Your instructions> The entire listing below needs to be transcribed word for word.

Listed records>
PR #60, opened 2024-10-23
Fix unused variable warning

krish2718:
Build error when debug is disabled.

### DIFF
--- a/wpa_supplicant/wpa_supplicant.c
+++ b/wpa_supplicant/wpa_supplicant.c
@@ -8229,9 +8229,11 @@ void dump_freq_data(struct wpa_supplicant *wpa_s, const char *title,
 	wpa_dbg(wpa_s, MSG_DEBUG, "Shared frequencies (len=%u): %s",
 		len, title);
 	for (i = 0; i < len; i++) {
+#if CONFIG_WIFI_NM_WPA_SUPPLICANT_DEBUG_LEVEL <= MSG_DEBUG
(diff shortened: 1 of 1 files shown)


rlubos (approved):

wpa_supplicant/wpa_supplicant.c
```diff
@@ -8229,9 +8229,11 @@ void dump_freq_data(struct wpa_supplicant *wpa_s, const char *title,
 	wpa_dbg(wpa_s, MSG_DEBUG, "Shared frequencies (len=%u): %s",
 		len, title);
 	for (i = 0; i < len; i++) {
+#if CONFIG_WIFI_NM_WPA_SUPPLICANT_DEBUG_LEVEL <= MSG_DEBUG
```
jukkar, line 8232: Hmm, the config option is only available in zephyr, isn't there a config option that is set also in supplicant upstream code and in zephyr for debug level?

jukkar: Or could we do similar things as what `ARG_UNUSED()` does?

krish2718: > isn't there a config option that is set also in supplicant upstream code and 

No, and even if it did the code doesn't get compiled out, so, this warning won't be seen. This was an memory optimization done by Nordic.

jukkar (approved):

Solution for this task>
PR #60, opened 2024-10-23
Fix unused variable warning

krish2718:
Build error when debug is disabled.

### DIFF
--- a/wpa_supplicant/wpa_supplicant.c
+++ b/wpa_supplicant/wpa_supplicant.c
@@ -8229,9 +8229,11 @@ void dump_freq_data(struct wpa_supplicant *wpa_s, const char *title,
 	wpa_dbg(wpa_s, MSG_DEBUG, "Shared frequencies (len=%u): %s",
 		len, title);
 	for (i = 0; i < len; i++) {
+#if CONFIG_WIFI_NM_WPA_SUPPLICANT_DEBUG_LEVEL <= MSG_DEBUG
(diff shortened: 1 of 1 files shown)


rlubos (approved):

wpa_supplicant/wpa_supplicant.c
```diff
@@ -8229,9 +8229,11 @@ void dump_freq_data(struct wpa_supplicant *wpa_s, const char *title,
 	wpa_dbg(wpa_s, MSG_DEBUG, "Shared frequencies (len=%u): %s",
 		len, title);
 	for (i = 0; i < len; i++) {
+#if CONFIG_WIFI_NM_WPA_SUPPLICANT_DEBUG_LEVEL <= MSG_DEBUG
```
jukkar, line 8232: Hmm, the config option is only available in zephyr, isn't there a config option that is set also in supplicant upstream code and in zephyr for debug level?

jukkar: Or could we do similar things as what `ARG_UNUSED()` does?

krish2718: > isn't there a config option that is set also in supplicant upstream code and 

No, and even if it did the code doesn't get compiled out, so, this warning won't be seen. This was an memory optimization done by Nordic.

jukkar (approved):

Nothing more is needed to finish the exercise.